** Opening Input data block **

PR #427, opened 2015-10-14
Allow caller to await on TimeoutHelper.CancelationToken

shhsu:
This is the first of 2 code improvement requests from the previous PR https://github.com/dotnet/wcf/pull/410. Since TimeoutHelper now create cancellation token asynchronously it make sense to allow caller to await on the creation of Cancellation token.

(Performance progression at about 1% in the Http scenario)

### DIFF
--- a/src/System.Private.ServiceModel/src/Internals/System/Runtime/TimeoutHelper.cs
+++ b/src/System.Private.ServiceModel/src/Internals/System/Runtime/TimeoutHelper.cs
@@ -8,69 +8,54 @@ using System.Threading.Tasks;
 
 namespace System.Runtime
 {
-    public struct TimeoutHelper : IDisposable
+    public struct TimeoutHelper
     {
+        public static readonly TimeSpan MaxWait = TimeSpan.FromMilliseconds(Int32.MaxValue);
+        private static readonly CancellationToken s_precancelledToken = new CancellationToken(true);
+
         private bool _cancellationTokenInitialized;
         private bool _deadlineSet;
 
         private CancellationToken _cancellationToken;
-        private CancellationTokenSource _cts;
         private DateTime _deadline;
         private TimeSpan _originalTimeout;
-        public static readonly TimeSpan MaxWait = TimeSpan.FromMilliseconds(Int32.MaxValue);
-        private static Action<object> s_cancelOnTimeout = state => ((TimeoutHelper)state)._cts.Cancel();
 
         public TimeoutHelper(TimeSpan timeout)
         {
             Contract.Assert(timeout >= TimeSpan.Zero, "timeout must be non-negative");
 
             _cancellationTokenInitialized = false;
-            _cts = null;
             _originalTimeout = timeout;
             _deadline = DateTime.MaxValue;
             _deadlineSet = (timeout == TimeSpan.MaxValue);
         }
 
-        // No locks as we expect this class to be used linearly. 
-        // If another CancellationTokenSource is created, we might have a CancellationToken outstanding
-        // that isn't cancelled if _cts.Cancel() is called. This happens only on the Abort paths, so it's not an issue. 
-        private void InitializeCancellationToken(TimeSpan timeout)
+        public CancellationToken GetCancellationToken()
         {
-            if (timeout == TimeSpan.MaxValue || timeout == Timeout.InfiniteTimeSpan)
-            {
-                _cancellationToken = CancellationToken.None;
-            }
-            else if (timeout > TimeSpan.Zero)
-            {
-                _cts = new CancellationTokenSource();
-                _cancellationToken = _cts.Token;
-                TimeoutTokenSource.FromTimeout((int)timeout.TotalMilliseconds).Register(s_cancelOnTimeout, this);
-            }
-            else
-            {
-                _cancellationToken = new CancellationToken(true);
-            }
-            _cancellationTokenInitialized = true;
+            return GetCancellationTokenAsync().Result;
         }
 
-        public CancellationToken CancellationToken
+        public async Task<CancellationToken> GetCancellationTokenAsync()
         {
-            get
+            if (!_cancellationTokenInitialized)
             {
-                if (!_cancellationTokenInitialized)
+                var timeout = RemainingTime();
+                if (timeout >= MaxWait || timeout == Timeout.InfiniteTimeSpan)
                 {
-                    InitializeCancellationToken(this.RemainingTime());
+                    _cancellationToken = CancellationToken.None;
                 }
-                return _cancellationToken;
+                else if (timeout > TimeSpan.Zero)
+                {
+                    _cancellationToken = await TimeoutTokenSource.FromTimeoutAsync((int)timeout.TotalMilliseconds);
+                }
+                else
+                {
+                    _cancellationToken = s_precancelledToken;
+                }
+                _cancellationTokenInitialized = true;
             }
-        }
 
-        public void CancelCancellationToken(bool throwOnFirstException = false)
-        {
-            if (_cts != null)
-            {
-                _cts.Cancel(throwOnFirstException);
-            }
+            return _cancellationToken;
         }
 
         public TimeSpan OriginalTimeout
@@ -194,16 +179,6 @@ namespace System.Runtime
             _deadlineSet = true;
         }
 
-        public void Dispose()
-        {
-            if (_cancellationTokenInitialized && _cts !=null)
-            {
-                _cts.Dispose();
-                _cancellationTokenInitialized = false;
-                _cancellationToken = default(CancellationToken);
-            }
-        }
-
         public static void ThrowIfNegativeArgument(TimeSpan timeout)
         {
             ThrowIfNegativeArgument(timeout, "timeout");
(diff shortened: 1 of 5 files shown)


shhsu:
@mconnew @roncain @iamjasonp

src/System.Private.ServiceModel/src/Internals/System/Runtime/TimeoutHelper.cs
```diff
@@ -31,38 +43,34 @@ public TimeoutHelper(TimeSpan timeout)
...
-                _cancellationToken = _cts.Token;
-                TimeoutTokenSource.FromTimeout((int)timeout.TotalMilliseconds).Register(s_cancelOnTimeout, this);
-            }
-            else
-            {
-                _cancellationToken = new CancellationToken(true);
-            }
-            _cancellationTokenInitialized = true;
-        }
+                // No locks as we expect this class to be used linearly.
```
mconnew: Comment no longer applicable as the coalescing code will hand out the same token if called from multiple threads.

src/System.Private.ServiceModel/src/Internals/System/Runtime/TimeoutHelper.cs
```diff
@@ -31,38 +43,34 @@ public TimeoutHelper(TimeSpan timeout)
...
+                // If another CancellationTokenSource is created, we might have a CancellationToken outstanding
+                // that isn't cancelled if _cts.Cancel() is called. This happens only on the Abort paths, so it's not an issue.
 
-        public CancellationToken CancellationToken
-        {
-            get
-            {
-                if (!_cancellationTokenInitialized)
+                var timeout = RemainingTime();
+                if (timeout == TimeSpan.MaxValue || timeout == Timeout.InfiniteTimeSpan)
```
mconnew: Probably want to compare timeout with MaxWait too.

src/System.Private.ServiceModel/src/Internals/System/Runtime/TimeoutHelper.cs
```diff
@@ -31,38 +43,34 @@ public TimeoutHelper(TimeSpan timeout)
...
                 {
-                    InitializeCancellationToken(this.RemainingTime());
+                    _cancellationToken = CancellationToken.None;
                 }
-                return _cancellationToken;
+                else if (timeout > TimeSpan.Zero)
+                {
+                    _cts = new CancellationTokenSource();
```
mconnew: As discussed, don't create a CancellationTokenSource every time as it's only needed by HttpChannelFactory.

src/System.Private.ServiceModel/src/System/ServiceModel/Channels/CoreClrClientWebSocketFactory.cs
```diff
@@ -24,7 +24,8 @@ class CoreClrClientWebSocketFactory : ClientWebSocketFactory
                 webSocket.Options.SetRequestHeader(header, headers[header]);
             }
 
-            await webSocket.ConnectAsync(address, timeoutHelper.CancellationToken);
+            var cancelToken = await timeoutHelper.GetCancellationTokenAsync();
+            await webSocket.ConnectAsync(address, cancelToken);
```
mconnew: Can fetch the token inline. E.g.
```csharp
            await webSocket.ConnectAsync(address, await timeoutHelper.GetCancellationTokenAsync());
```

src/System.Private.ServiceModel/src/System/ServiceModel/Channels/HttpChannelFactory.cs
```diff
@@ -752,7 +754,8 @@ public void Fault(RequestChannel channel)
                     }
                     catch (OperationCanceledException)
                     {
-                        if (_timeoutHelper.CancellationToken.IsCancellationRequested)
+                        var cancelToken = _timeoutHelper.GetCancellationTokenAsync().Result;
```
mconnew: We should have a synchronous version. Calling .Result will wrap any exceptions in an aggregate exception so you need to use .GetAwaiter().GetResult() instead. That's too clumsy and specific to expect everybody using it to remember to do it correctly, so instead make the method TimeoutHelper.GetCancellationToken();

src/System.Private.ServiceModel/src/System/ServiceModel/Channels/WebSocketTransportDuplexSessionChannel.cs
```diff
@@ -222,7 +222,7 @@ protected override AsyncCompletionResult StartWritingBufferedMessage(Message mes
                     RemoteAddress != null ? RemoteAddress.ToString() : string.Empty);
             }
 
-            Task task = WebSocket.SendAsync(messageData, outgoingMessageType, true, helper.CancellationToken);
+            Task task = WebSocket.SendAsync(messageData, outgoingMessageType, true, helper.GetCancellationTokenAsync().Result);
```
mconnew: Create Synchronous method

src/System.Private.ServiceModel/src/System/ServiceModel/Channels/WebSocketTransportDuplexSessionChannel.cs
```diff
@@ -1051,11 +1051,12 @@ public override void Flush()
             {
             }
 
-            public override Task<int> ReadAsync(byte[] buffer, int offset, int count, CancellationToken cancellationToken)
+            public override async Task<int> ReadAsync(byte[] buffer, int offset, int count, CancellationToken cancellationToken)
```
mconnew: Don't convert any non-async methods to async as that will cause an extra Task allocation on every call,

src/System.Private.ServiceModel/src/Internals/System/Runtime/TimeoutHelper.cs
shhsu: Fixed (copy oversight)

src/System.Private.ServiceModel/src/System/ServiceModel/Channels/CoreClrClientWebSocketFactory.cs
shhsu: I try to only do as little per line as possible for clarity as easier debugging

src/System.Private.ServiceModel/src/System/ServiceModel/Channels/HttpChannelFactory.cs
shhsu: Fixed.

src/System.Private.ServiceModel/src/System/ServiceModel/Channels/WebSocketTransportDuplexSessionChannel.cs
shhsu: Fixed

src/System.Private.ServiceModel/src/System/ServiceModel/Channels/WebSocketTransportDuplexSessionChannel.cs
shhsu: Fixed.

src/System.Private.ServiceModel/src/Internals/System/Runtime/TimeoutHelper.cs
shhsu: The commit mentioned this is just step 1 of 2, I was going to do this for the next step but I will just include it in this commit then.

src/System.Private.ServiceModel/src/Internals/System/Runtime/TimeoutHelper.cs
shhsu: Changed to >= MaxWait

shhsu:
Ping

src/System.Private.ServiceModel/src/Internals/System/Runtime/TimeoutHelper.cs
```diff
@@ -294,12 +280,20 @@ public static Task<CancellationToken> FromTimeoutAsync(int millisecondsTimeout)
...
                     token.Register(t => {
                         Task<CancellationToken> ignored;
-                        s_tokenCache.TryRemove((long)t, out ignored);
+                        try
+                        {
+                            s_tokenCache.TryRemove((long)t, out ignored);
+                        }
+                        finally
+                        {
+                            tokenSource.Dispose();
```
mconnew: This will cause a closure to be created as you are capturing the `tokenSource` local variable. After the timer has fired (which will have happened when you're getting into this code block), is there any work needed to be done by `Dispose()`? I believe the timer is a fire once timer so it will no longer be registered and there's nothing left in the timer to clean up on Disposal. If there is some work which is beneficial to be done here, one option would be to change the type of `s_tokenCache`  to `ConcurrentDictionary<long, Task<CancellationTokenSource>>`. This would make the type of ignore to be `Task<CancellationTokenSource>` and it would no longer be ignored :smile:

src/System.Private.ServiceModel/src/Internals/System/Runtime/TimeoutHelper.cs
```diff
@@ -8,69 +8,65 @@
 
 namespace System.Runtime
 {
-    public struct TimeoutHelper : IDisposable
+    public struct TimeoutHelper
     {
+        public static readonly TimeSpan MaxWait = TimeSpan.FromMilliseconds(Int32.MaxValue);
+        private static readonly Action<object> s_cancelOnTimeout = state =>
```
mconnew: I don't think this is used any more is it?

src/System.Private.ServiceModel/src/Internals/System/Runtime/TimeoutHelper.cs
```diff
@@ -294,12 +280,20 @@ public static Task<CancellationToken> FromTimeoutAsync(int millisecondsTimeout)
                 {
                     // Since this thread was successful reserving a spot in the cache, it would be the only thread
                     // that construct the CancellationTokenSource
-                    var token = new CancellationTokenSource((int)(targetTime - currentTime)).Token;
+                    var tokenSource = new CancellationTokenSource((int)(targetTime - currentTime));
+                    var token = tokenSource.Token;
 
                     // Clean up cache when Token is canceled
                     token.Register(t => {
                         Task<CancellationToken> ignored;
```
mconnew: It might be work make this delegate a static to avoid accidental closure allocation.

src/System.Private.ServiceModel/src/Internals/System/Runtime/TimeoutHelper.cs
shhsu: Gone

** Closing Input data block **

Work required: Figure out how many lines above include the string "cause", then report that number and nothing else.

Response to this exercise: 2